Torneremo dalla solita via

come nei tempi dei tempi andati,

con i nostri occhi vecchi sconsolati

riabbracceremo la malinconia.

 

Lampade spente, vie desolate

per noi solitari di lungo cercare:

qualcuno ci udirà singhiozzare

sotto stelle di vetro spezzate.

 

(da "La Mendica muta", Vallecchi, Firenze 1919, pp. 16-17)

 

 

 

 

A MARINO MORETTI

di Aldo Palazzeschi (1885-1974)

 

Ci siamo incontrati nel mese di febbraio del 1903

esordienti in una commedia di Goldoni: il ventaglio.

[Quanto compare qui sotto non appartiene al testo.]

PR #128, opened 2021-05-04
use a single internal dimension order with increasing axes

visr:
Previously we accepted x and y dimensions in either order, and adapted to that internally. However, some issues arose with other variants present in and between the netCDF inputs that made it clear that we need to support more variants. Some benchmarking showed that moving away from in place netCDF loading hardly affected performance. So to be both more flexible, and reduce some internal code complexity, we treat the data at entry to always follow the dimension order (x, y, layer, time), and to have increasing axes for each dimension.

### DIFF
--- a/src/io.jl
+++ b/src/io.jl
@@ -72,7 +72,7 @@ Base.iterate(config::Config, state) = iterate(Dict(config), state)
 "Extract NetCDF variable name `ncname` from `var` (type `String` or `Config`). If `var` has 
 type `Config`, either `scale` and `offset` are expected (with `ncname`) or a `value` (uniform
 value), these are stored as part of `NamedTuple` `modifier`"
-function ncvar_name_modifier(var)
+function ncvar_name_modifier(var; verbose=true)
     ncname = nothing
     modifier = (scale = 1.0, offset = 0.0, value = nothing)
     if isa(var, Config)
@@ -83,7 +83,9 @@ function ncvar_name_modifier(var)
             scale = param(var, "scale", 1.0)
             offset = param(var, "offset", 0.0)
             modifier = (scale = scale, offset = offset, value = nothing)
-            @info "NetCDF parameter $ncname is modified with scale $scale and offset $offset"
+            if verbose
+                @info "NetCDF parameter $ncname is modified with scale $scale and offset $offset"
+            end
         elseif haskey(var, "value")
             modifier = (scale = 1.0, offset = 0.0, value = param(var, "value"))
         end
@@ -94,9 +96,9 @@ function ncvar_name_modifier(var)
 end
 
 "Extract a NetCDF variable at a given time"
-function get_at!(
-    buffer,
-    var::NCDatasets.CFVariable,
+function get_at(
+    ds::NCDataset,
+    varname::AbstractString,
     times::AbstractVector{<:TimeType},
     t::TimeType,
 )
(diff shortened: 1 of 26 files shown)


src/sbm_gwf_model.jl
```diff
@@ -108,6 +97,18 @@ function initialize_sbm_gwf_model(config::Config)
     βₗ = ncread(nc, param(config, "input.lateral.land.slope"); sel = inds, type = Float)
     clamp!(βₗ, 0.00001, Inf)
     ldd_2d = ncread(nc, param(config, "input.ldd"); allow_missing = true)
+
+    # the ldd provided has the Y direction flipped, fix this first
+    ldd_fix_map = Dict{Int8, Int8}(
```
verseve, line 102: This part seems a model case specific solution for the test model of sbm_gwf_model? I guess the ldd values are not correct in our test model, my suggestion is to solve this in the test model, and not in the code.

visr: Ah yes, good catch. Somehow I was under the impression that I was adding this to the test code. This shouldn't be here.

src/io.jl
```diff
@@ -191,22 +159,33 @@ function update_forcing!(model)
...
+                    data[sel_lake] .= 0
                     param_lake[par][i] = avg
                 end
             end
         end
 
         param_vector = param(model, par)
-        param_vector .= buffer[sel]
+        data_sel = data[sel]
+        if par == (:lateral, :land, :h_riv) || par == (:lateral, :land, :q_riv)
```
verseve, line 178: I don't think we need this check if `h_riv` and `q_riv` are not used as part of the `OverlandFlowSediment` struct. For this to work we probably also need to modify the sediment_config.toml file of the sediment test model.

visr: They are not used, but it will error if we attempt to add those missing cells to the `param_vector::Vector{Float64}` in the line below. I was planning to remove them from the `OverlandFlowSediment` and load the forcing into the `RiverSediment` struct directly. When that is ready, we can remove this check.

You're right that if we do this, we probably need to move

```toml
[input.lateral.land]
h_riv = "h"
q_riv = "q"
```

to `[input.lateral.river]`. That would be a breaking change, so perhaps best to still include that in this release?

verseve: My preference is to resolve this now, we're going anyway from version 0.2.0 to 0.3.0. I think we also need to change tehn the `forcing` part in the toml file to:

```toml
forcing = [
  "vertical.h_land",
  "vertical.interception",
  "vertical.precipitation",
  "vertical.q_land",
  "lateral.river.h_riv",
  "lateral.river.q_riv",
]
```

visr: Ok, let's do that, still in this PR, or a follow up? I realised yesterday that we could probably get rid of `forcing` in the TOML altogether, and determine it ourselves, since we fail if a parameters has multiple timesteps but is used statically, and a forcing parameter needs to have that time dimension.

verseve: My preference is to resolve it in this PR. For the `forcing` part although not required from a code perspective, from a user perspective it may be better that this is explicit (similar to the `cyclic` part). What do you think?

visr: Indeed it is nice to be able to look at a TOML file and see which data is forcing data, and which is cyclic. We can make this a separate issue, there is no rush for this.

I can work on h_riv / q_riv early next week. If you have time before, feel free :)

verseve: Resolved this in commit https://github.com/Deltares/Wflow.jl/pull/128/commits/343b68fed1fa20927e91827a90266e2ab459c1a2, do you agree with these changes?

Tu eri Scavezzo, io il barone Del Cedro.

Chi ci aveva portati in quel luogo?

Sembra difficile indovinarlo, invece è facilissimo:

la poesia che a quel tempo aleggiava sul teatro

e della quale due adolescenti dotati di fantasia

avevano subito il fascino.

E fu proprio in quel luogo che la poesia

rivelò ai due adolescenti il proprio cammino,

sul quale in perfetta armonia

procedettero da quel giorno

discutendo di tutti e di quanto si faceva nel mondo

fuorché di quello che facevano loro,

quasi non lo avessero saputo

ognuno per la propria strada

e nel rispetto assoluto l'uno dell'altro.

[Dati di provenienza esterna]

PR #129, opened 2021-05-05
Kinwave vars

verseve:


hboisgon (approved):
Definition of the inwater and volume variables are correct and the resulting water balance error for surface water (land+river) are small enough.

PR #140, opened 2021-06-09
fix and test restart

visr:
Still needs to add tests to compare that runs with a restart are equal to ones without, reading the output of the runs from test/run.jl, and a changelog entry.


verseve (approved):
Looks good, only changed two comments about used state.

Fu questo il nostro stupendo segreto

per il quale settant'anni di amicizia

non produssero un'ombra fra noi

non provocarono uno screzio,

un punto di ruggine o di attrito.

E ora, caro Marino,

stringiamoci un'altra volta la mano

nella medesima serenità di quel giorno

quando eravamo tu Scavezzo, io il barone Del Cedro.

 

(da "Tutte le poesie", Mondadori, Milano 2002, p. 843)

 

 

 

 

SABA

di Vittorio Sereni (1913-1983)

 

Berretto pipa bastone, gli spenti

oggetti d’un ricordo.

Ma io li vidi animati indosso a uno

ramingo in un’Italia di macerie e di polvere.

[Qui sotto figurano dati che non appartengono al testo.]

PR #1, opened 2022-04-01
create skeleton of app

Gankra:
This is mostly me setting up my "preferred" machinery for a CLI app (although this is my first time using clap's derive-based machinery, I am quite liking it here).

Some extra stuff like --verbose, --log-file, --output-file are just "standard" things I like a CLI app to have for debugging and making them more flexible to the user.

What actually is implemented:

* minimal `vet init`
* trivial `vet` (does not apply trusted/audits or deltas yet)

A lot of the machinery set up here should make many of the other commands relatively trivial (open toml, push value to a Vec, write toml back).


src/main.rs
```diff
@@ -1,3 +1,829 @@
...
+    /// Yield a diff against the last reviewed version.
+    Diff(DiffArgs),
+    /// Mark `$crate $version` as reviewed with `$message`
+    Certify(CertifyArgs),
+    /// Mark `$crate $version` as unacceptable with `$message`
+    Forbid(ForbidArgs),
+    /// Suggest some low-hanging fruit to review
+    Suggest(SuggestArgs),
+    /// ??? List audits mechanisms ???
+    Audits(AuditsArgs),
```
Gankra, line 71: Need to go back and figure out what this command actually does, I think it's supposed to be kinda a "manager" command like `git remote` or `rustup toolchains`?

src/main.rs
```diff
@@ -1,3 +1,829 @@
...
+    Debug,
+    Trace,
+}
+
+#[derive(serde::Deserialize)]
+struct Config {
+    // Reserved for future use, if not present version=1 assumed.
+    // (not sure whether this versions the format, or semantics, or...
+    // for now assuming this species global semantics of some kind.
+    version: Option<u64>,
```
Gankra, line 127: I don't really know what this is "for" but it felt right to toss it in.

src/main.rs
```diff
@@ -1,3 +1,829 @@
...
+}
+
+// FIXME: Probably want this to be a tree, and for queries to
+// be keyed off the "current package" but unclear what that would *mean*
+// so for now assume there is a linear chain of overrides. Possible
+// that any "tree-like" situation wants to be an error...
+
+/// All available configuration files, overlaying eachother.
+/// Generally contains: `[Default, Workspace, Package]`
+struct Configs(Vec<Config>);
```
Gankra, line 143: I currently have this setup as a cascade of the 3 sources of config, but in principle package tomls being able to have configs implies a tree-like structure and I have no idea *what* that would mean for cargo-vet's execution, which afaict is currently conceptualized to operate globally and not per-package.

src/main.rs
```diff
@@ -1,3 +1,829 @@
...
+
+/// This is just a big vague ball initially. It's up to the Audits/Unuadited/Trusted wrappers
+/// to validate if it "makes sense" for their particular function.
+#[derive(serde::Serialize, serde::Deserialize)]
+struct DependencyEntry {
+    forbidden: Option<Version>,
+    version: Option<Version>,
+    delta: Option<Delta>,
+    who: Option<String>,
+}
```
Gankra, line 194: This is kinda a hack. Basically you are defining entries as implicitly enums, and the `toml` crate/format doesn't like that. To cope with it, I just have this function represent the union of all the enum variants and then do a post-process validation step (unimplemented, but conceptually doable).

Also since the different files seemed to basically be different subsets of the syntax and I'm already doing post-processing, it seemed reasonable to cram them all together.

The one problem with this definition is the one random place where you introduce `x.*` deps for just one of the files, which might necessitate making some of these into VersionReqs that I also post-process. (These are types from the `semver` crate since it's essentially the canonical source of truth on cargo version syntax, ideally whatever we do should interop with that.)

src/main.rs
```diff
@@ -1,3 +1,829 @@
...
+                    .join(DEFAULT_STORE)
+                    .into_std_path_buf(),
+            ),
+        }),
+        audits: None,
+    };
+
+    let workspace_config = || -> Option<Config> {
+        // FIXME: what is `store.path` relative to here?
+        Config::deserialize(metadata.workspace_metadata.get(WORKSPACE_VET_CONFIG)?)
```
Gankra, line 431: Unclear relative-path semantics

src/main.rs
```diff
@@ -1,3 +1,829 @@
...
+                    e
+                );
+                std::process::exit(-1);
+            })
+            .ok()
+    }();
+
+    let package_config = || -> Option<Config> {
+        // FIXME: what is `store.path` relative to here?
+        Config::deserialize(metadata.root_package()?.metadata.get(PACKAGE_VET_CONFIG)?)
```
Gankra, line 444: Unclear relative-path semantics

src/main.rs
```diff
@@ -1,3 +1,829 @@
...
+    }
+    if let Some(cfg) = package_config {
+        configs.push(cfg);
+    }
+    let config = Configs(configs);
+
+    info!("Final Config: ");
+    info!("  - version: {}", config.version());
+    info!("  - store.path: {:#?}", config.store_path());
+    info!("  - audits: {:#?}", config.audits());
```
Gankra, line 467: All the keys I noticed in the book, any more?

(Also my added "probably useful" optional version key)

src/main.rs
```diff
@@ -1,3 +1,829 @@
...
+
+    let init = is_init(&config);
+    if matches!(cli.command, Some(Commands::Init { .. })) {
+        if init {
+            error!(
+                "'cargo vet' already initialized (store found at {:#?})",
+                config.store_path()
+            );
+            std::process::exit(-1);
+        }
```
Gankra, line 481: Should re-initing a repository do something useful?

src/main.rs
```diff
@@ -1,3 +1,829 @@
...
+    match &cli.command {
+        Some(Commands::Init(sub_args)) => cmd_init(out, &cli, &config, &metadata, sub_args),
+        Some(Commands::Fetch(sub_args)) => cmd_fetch(out, &cli, &config, &metadata, sub_args),
+        Some(Commands::Certify(sub_args)) => cmd_certify(out, &cli, &config, &metadata, sub_args),
+        Some(Commands::Forbid(sub_args)) => cmd_forbid(out, &cli, &config, &metadata, sub_args),
+        Some(Commands::Suggest(sub_args)) => cmd_suggest(out, &cli, &config, &metadata, sub_args),
+        Some(Commands::Diff(sub_args)) => cmd_diff(out, &cli, &config, &metadata, sub_args),
+        Some(Commands::Audits(sub_args)) => cmd_audits(out, &cli, &config, &metadata, sub_args),
+        Some(Commands::HelpMarkdown(sub_args)) => cmd_help_markdown(out, &cli, &config, &metadata, sub_args),
+        None => cmd_vet(out, &cli, &config, &metadata),
```
Gankra, line 499: Any subcommands I missed?

src/main.rs
```diff
@@ -1,3 +1,829 @@
...
+    let store_path = config.store_path();
+
+    let audited_path = store_path.join(AUDITED_TOML);
+    let trusted_path = store_path.join(TRUSTED_TOML);
+    let unaudited_path = store_path.join(UNAUDITED_TOML);
+
+    // Create store_path
+    // - audited.toml (empty)
+    // - trusted.toml (skeleton?)
+    // - unaudited.toml (populated with the full list of third-party crates)
```
Gankra, line 522: unclear what "skeleton" was, but now you've changed these around so need to completely rejig this

src/main.rs
```diff
@@ -1,3 +1,829 @@
...
+    //
+    // If not for deltas, resolving packages would be fairly trivial.
+    // *With* deltas I think we want to have some DAG-like analysis where you start
+    // at the current version and look for a 'delta.to' that matches that version,
+    // and then recursively check `delta.from'
+    //
+    // One thing that's unclear is what should happen if 'delta' hops *over* a version
+    // i.e. if we have `audited.version = 5` and `audited.delta = 3 -> 7', does that
+    // allow us to accept version 7? This is kind of an incoherent state but it seems
+    // plausible with 'trusted' inputs imported from elsewhere!
```
Gankra, line 696: Loose notes on my initial reading of the format and how to "implement" it. Again needs to be rejigged based on book.

Last paragraph covers an "interesting question" about deltas that is probably still relevant.

Gankra (commented):
Notes on initial ambiguities (possibly covered somewhere in the book, but didn't immediately see them)

src/main.rs
Gankra: Ah, this is partially resolved by making the config.toml file! Still a bit unclear what it would mean for a crate to "override" the workspace for the `store.path` though.

README.md
```diff
@@ -0,0 +1,108 @@
+# cargo-vet
+
```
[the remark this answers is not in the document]
Gankra: ah, sample-criteria helps a bit. it's... interesting that it seems to conflate "methodology" and "claims"? Like "reviewed" feels like a very different *kind* of statement to "sound". hmm...

also is there at all a subsetting relationship between "sound" and "secure"? It feels like there should be but I'm genuinely not sure in which direction.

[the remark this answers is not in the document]
Gankra: oh wow actually your changes seem way more wide-sweeping than i expected, ok I really just need to re-read this completely

src/main.rs
bholley: I don't think it's in the writeup at present.

src/main.rs
bholley: Sure

src/main.rs
bholley: Yeah conceptually it's global for the workspace or project. Individual crates shouldn't be able to override it.

src/main.rs
bholley: Probably Cargo.toml?

src/main.rs
bholley: Probably just throwing for now.

src/main.rs
bholley: I recently added `accept-criteria-change`, and per above I don't think `audits` is a thing.

src/main.rs
Gankra: Should we hard error, or just warn (and discard the package's values) if we find both?

Gankra:
(I went on a bit of a markdown generation adventure here because this subroutine is just, actually useful to me elsewhere...)

src/main.rs
bholley: My lean would be to have |struct AuditEntry| and |struct UnauditedEntry| which just map directly to the tables in the toml. We can define an enum over the two of them in situations where we need to abstract across them.

src/main.rs
bholley: This is now documented more comprehensively.

src/main.rs
bholley: Regarding this last question: we should require an additional audited.delta = 5->3 or 5->7. Otherwise, someone could introduce something malicious in version 2, remove it in version 4, and add it back again in version 6.

Gankra: I agree that conceptually it can happen, but in theory "add it back in 6" would have been visible in the claimed delta of `3 -> 7`, no?

...OHH. right right right. I kept conceptually thinking of this as reviewing all the patches/PRs for that delta, but of course the expected/reasonable workflow is to diff the entire repo, and not see the patches themselves. Gross! Nice!

README.md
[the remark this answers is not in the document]
bholley: > default-criteria: "The value may be either a string or an array of strings."
> 
> I assume this implies criteria in audited.toml is also like this?

Yes.

> Are you picturing something like "reviewed, fuzzed, tested"?

I was more imagining a situation wherein Firefox audits for `secure`, and imports audits from another project that does a lot of audits for `sound`. In that case, there could be value in splitting `secure` into two sub-criteria, so that we could skip soundness audits for some crates and just focus on ambient capabilities.

It's quite possible that this is too complex to be useful in practice, so we could also introduce it later as needed, but allowing criteria to be an array struck me as a nice generalization which didn't have any obvious downsides.

> ah, sample-criteria helps a bit. it's... interesting that it seems to conflate "methodology" and "claims"? Like "reviewed" feels like a very different _kind_ of statement to "sound". hmm...

That's a fair point. I had originally named them "correct" and "crypto-correct", but then I got worried that it would feel like an unreasonably high bar (zero bugs in this code), whereas the practical policy would be more about applying first-party-level scrutiny. I'm open to various outcomes here, though since it doesn't affect the implementation we can probably punt on it for now.

> also is there at all a subsetting relationship between "sound" and "secure"? It feels like there should be but I'm genuinely not sure in which direction.

As written, "sound" is almost a strict subset of "secure", except for the matter of degree (i.e. "secure" makes some allowances for discretion, whereas "sound" doesn't). I think we want the discretion in "secure" for Firefox's use-case, but I thought I'd get a lot of grief from soundness purists by introducing similar discretion in "sound".

Gankra:
updates:

# rejigged stuff to the shape of the new format 

I have soft-vetoed your proposal for forbidden/unaudited versions to have a bespoke syntax. I have turned them into [proper cargo VersionReqs](https://doc.rust-lang.org/cargo/reference/specifying-dependencies.html), to continue the story of "using the existing concepts". This is actually mostly a superset of what you proposed *except* it means `x.y.z` is actually `^x.y.z`, whereas I think you intended it to be `=x.y.z`. If you think that's a bit wonky, I agree. I think there's a few options here. The simplest is to just forbid bare `x.y.z` as a post-process step, so it's always clear which fields are VersionReqs, and which are Versions.

One benefit of going Full VersionReq is that there is now no need to have multiple entries for unaudited libs, because VersionReqs actually let you infinitely recursively concat them with commas. This... may be an accidentally-quadratic scaling issue in the longterm. I need to think about it more (but that would be just as true if you had separate entries too, right?).

(Also I almost certainly just missed some random stuff, a lot of changes...)

# sketched out a resolution algorithm for deltas. 

This is not properly tested and will probably fall over if you look at it funny, but I think this is a vaguely sound / bounded algorithm, assuming no degenerate deltas like "x -> x" or "x+1 -> x" which could introduce infinite loops. main downside of the current approach is that i'm not "remembering" that a version has already been visited, so if you get to a version again via a longer path, you'll re-explore its whole subtree again. This can be fixed by just maintaining a HashSet of all visited versions, but I didn't want to overthink it right now.

# some gardening and thinking about editing

I've introduced LinkedHashMap in a lot of places as a vague concession to trying to "preserve" manual orderings of the file's contents when doing something like `vet certify`. The naive design here is to take in a `toml`, parse it into a struct, make a small edit to the struct, and then reserialize the whole struct to a fresh file. The official toml crate has no notion of comments or formatting, so this would blast all comments into the aether and basically `fmt` your file. I could see this being tolerable if hand-edits are considered rare, and message strings are explicitly part of the structure (they are as I see!).

Doing better than this involves using the [toml_edit](https://killercup.github.io/cargo-edit/toml_edit/) crate, which is what [cargo-edit](https://github.com/killercup/cargo-edit/) uses. This would be More Annoying and Fiddly, as we would have to more carefully navigate the toml and poke at the thing we want to change.

I am avoid going down the toml_edit path for now, since it's extra complexity that doesn't matter, and I'm reasonably confident I can retrofit it in later if we *really* care.

Gankra:
Next on my docket is to slap Reqwest in here and implement the networking logic.

bholley:
> I have soft-vetoed your proposal for forbidden/unaudited versions to have a bespoke syntax.

I appreciate this pushback. :-)

> I have turned them into [proper cargo VersionReqs](https://doc.rust-lang.org/cargo/reference/specifying-dependencies.html), to continue the story of "using the existing concepts".

The use-cases for VersionReqs are different enough that I'm not sure it makes sense to adopt them wholesale. I don't think we should support either `~` or `^` (saying "I audited this crate and any future minor versions" defeats the point), at which point requiring a preceding `=` for all precise versions just serves as clutter. It would also create consistency issues with delta syntax unless we introduced `=` there as well, and `=1.2.1 -> =1.2.2` doesn't feel right.

That said, I totally agree that we should jettison my interval proposal and lean on the VersionReqs syntax for interval and star-matched versions.

> One benefit of going Full VersionReq is that there is now no need to have multiple entries for unaudited libs, because VersionReqs actually let you infinitely recursively concat them with commas.

I'm actually wary of adopting the comma syntax, because I think it's easier from VCS perspective to have each audit (or unaudit) have its own block.

> This... may be an accidentally-quadratic scaling issue in the longterm. I need to think about it more (but that would be just as true if you had separate entries too, right?).

I'm not totally sure what you mean. You're just talking about the algorithm getting expensive to run as either the `audits` or `unaudited` tables get very large? I suspect that won't be an issue in practice.

> I am avoid going down the toml_edit path for now, since it's extra complexity that doesn't matter, and I'm reasonably confident I can retrofit it in later if we _really_ care.

Yes I think this is the right approach. The original write-up leaned on comments more but for now I think we should see if we can get away with auto-formatting. We should probably also introduce a `cargo vet format` or something to trigger the reformatting without certifying any audits (so that people can format after manually editing the file, which is sometimes necessary for the more bespoke use-cases that `cargo vet certify` won't support. We should probably also auto-format `config.toml`.

Gankra:
So there's only two places where VersionReqs should ever show up:

* unaudited
* forbidden

They shouldn't ever show up in "this code is good" audits entries or deltas, because that doesn't make sense. Like ok it *kind of* makes sense but it's really weird to say "I reviewed 1.0.*" or "I reviewed 1.0.0 -> 1.0.*" and that is not actually a claim you can make because versions do Time Travel:  `cargo publish` lets you publish to "the past" or basically any version number, so you can never confidently say "I have reviewed every version in this range". Even reasoning about "well there's no versions between 0.1.2 and 0.1.3 is *wrong* because Cargo [supports "0.1.2-prerelease"](https://docs.rs/cargo_metadata/latest/cargo_metadata/struct.Version.html) and the like.

If you're trying to express I own this code actually, I trust all versions, then I guess that's *maybe* fine, but it's probably better to still just say that for ever individual release you care about. Any range or \* syntax is pretty aggressive (will you own it forever? did you always own it? do you really want your trust to implicitly extend infinitely into the past and future? even knowing the time travel problem?)


------

On unaudited:

For unaudited, I don't particularly see a reason to want to ever distinguish between different unaudited entries for the same crate. i.e. I would expect them to all just be "haven't gotten to it yet, *shrug*. The one distinction I could maybe see is wanting to separate out a version as like "woah this change was a lot, this needs more scrutiny, we're punting on this for now"... but idk if that's a real distinction worth making? No matter what, these entries are just "shrug" in my mind.

For this reason I expect it might be common to end up with an unaudited entry that's basically 

```toml
[mylib] 
version = "=0.0.1, =0.0.2, =0.0.3, ..."
```

which is to say every time you update it and continue to punt on reviewing it, you are just concatenating the new version to the end of the list, because having 50 entries that are all "yep, still haven't done it" is not terribly useful.

Now regardless of whether you have one comma-separated mega-value or actual separate entries, if enough of these "exact versions" pile up then it can become a bit of a perf hazard for the resolver, because every time we "walk" to another version through the deltas, we need to check if that version is in the unaudited list, which if done via searching a list linearly, is Not Great. The "fix" for this is to dump all the entries into a HashMap (which would require me "destructuring" the version-req into its parts, blech)... but this only works for exact versions. If someone naively puts a ton of `>` or `*` entries in there then I either need to build like a range-find structure or fall back to linear!

Anyway that's mostly "deal with it when it happens" and not "oh my god existential".

As for Time Travel with unaudited: it's a *little* scary that you can time-travel a new version into one's trust base by abusing their unaudited ranges, but this *mostly* isn't a problem because:

A) when using ranges they're already basically saying "I really don't care right now"
B) versions mostly only go up. I suppose you *could* but badness in a transitive dependency and then have a direct dependency require a lower version? I'm not actually 100% sure how Cargo would react to this!
C) unlike audits, these ranges don't get "exported" to third-parties who trust you. so time-travel attacks are only really "direct".

------

On forbidden:

In this case I can expect you to actually want multiple entries, because version A might be forbidden for a completely different reason than version B. That's just a project with a lot of quality control problems :)

As for Time Travel with forbidden: it's basically not a concern at all. At worst you'll be overbroad and ban some good releases, but that's "fine". That said overbroad forbids are another reason there should probably be a way for a local audits file to override forbids of a foreign file to say either "they're wrong, the range is overbroad" or "they're being pedantic/excessive, this is fine".

(I'm not sure if the version policy stuff you have sketched out handles this, I haven't gotten to that yet, if it's explained in the book at all)

bholley:
> So there's only two places where VersionReqs should ever show up:

Ah ok, I mistakenly thought we'd be applying VersionReqs to everything.

> They shouldn't ever show up in "this code is good" audits entries or deltas, because that doesn't make sense.

Agree with this.

> On unaudited:
> 
> For unaudited, I don't particularly see a reason to want to ever distinguish between different unaudited entries for the same crate. i.e. I would expect them to all just be "haven't gotten to it yet, _shrug_. The one distinction I could maybe see is wanting to separate out a version as like "woah this change was a lot, this needs more scrutiny, we're punting on this for now"... but idk if that's a real distinction worth making? No matter what, these entries are just "shrug" in my mind.

Generally agree, which is why `unaudited` doesn't support deltas.

> 
> For this reason I expect it might be common to end up with an unaudited entry that's basically
> 
> ```toml
> [mylib] 
> version = "=0.0.1, =0.0.2, =0.0.3, ..."
> ```
> 
> which is to say every time you update it and continue to punt on reviewing it, you are just concatenating the new version to the end of the list, because having 50 entries that are all "yep, still haven't done it" is not terribly useful.

This won't be the case, because you'd generally prune the old ones after each update (`cargo vet` warns about unnecessary `unaudited` entries).

> As for Time Travel with unaudited: it's a _little_ scary that you can time-travel a new version into one's trust base by abusing their unaudited ranges, but this _mostly_ isn't a problem because:
> 
> A) when using ranges they're already basically saying "I really don't care right now" B) versions mostly only go up. I suppose you _could_ but badness in a transitive dependency and then have a direct dependency require a lower version? I'm not actually 100% sure how Cargo would react to this! C) unlike audits, these ranges don't get "exported" to third-parties who trust you. so time-travel attacks are only really "direct".

Agree that ranges in `unaudited` are risky. I was on the fence about adding them, and eventually decided in favor to support the use-case described [here](https://github.com/bholley/cargo-vet/blob/7ae734f7dfdc4e1334f59f48a8a9ccf229718e4d/book/src/platform-specific.md). But maybe it's better to just not support them.

> On forbidden:
> 
> In this case I can expect you to actually want multiple entries, because version A might be forbidden for a completely different reason than version B. That's just a project with a lot of quality control problems :)

I think if you're forbidding different versions for different reasons, you want different entries.
 
> As for Time Travel with forbidden: it's basically not a concern at all. At worst you'll be overbroad and ban some good releases, but that's "fine". That said overbroad forbids are another reason there should probably be a way for a local audits file to override forbids of a foreign file to say either "they're wrong, the range is overbroad" or "they're being pedantic/excessive, this is fine".

Yes, agreed.

So I think my takeaway from this is that `forbidden` is the only thing that really needs fancy range stuff, and also likely to be pretty rare. So maybe we should just drop the extra from `unaudited` for now (which would allow `version` to have the same data time for both Audit Entries and Unaudited Entries), and use a full VersionReqs for `forbidden`.

Gankra:
I think if we can make the workflow as painless as [cargo insta](https://github.com/mitsuhiko/insta) for the "unaudited dep updated, you want to just bump the number right?" case, then it's not a problem to churn unaudited deps a lot. 

Basically with insta it enters an interactive state and asks you to accept/reject each change individually. Generally you expect every change you see so you spend about 10 seconds mashing "A".

bholley:
> I think if we can make the workflow as painless as [cargo insta](https://github.com/mitsuhiko/insta) for the "unaudited dep updated, you want to just bump the number right?" case, then it's not a problem to churn unaudited deps a lot.

I actually don't want to make it too easy to just bump the deps in the unaudited list. The preferred thing to do in that situation is to add a delta audit, which protects you from attacks going forward. The original concern about it being a hassle to update dependencies was mostly about unused platforms, but now we have a better way to handle those.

Sempre di sé parlava ma come lui nessuno

ho conosciuto che di sé parlando

e ad altri vita chiedendo nel parlare

altrettanta e tanta più ne desse

a chi stava ad ascoltarlo.

E un giorno, un giorno o due dopo il 18 aprile,

lo vidi errare da una piazza all’altra

dall’uno all’altro caffè di Milano

inseguito dalla radio.

«Porca – vociferando – porca.» Lo guardava

stupefatta la gente.

Lo diceva all’Italia. Di schianto, come a una donna

che ignara o no a morte ci ha ferito.

 

(da "Gli strumenti umani", Einaudi, Torino 1995, p. 36)

 

 

 

 

A STEFANO MALLARMÉ

di Federigo Tozzi (1883-1920)

 

Il mare, forse, ti comprende bene

Quando la cener delle tue parole

Cade da tutto il cielo e si sovviene

Del fuoco spento di un eterno sole

 

Sopra la voluttà delle sirene,

Che insegnano la morte alle figliuole.

Ma l'anima che troppo a sé ritiene,

Inutilmente vasta, se ne duole.

 

E tu se' buono come Marsia ed hai

Le labbra appesantite dal destino,

Sì come da una pietra sepolcrale.

 

Tu nel silenzio dell'azzurro stai,

E al tuo rorido sogno sei vicino

Sì come arcangel che si guarda le ale.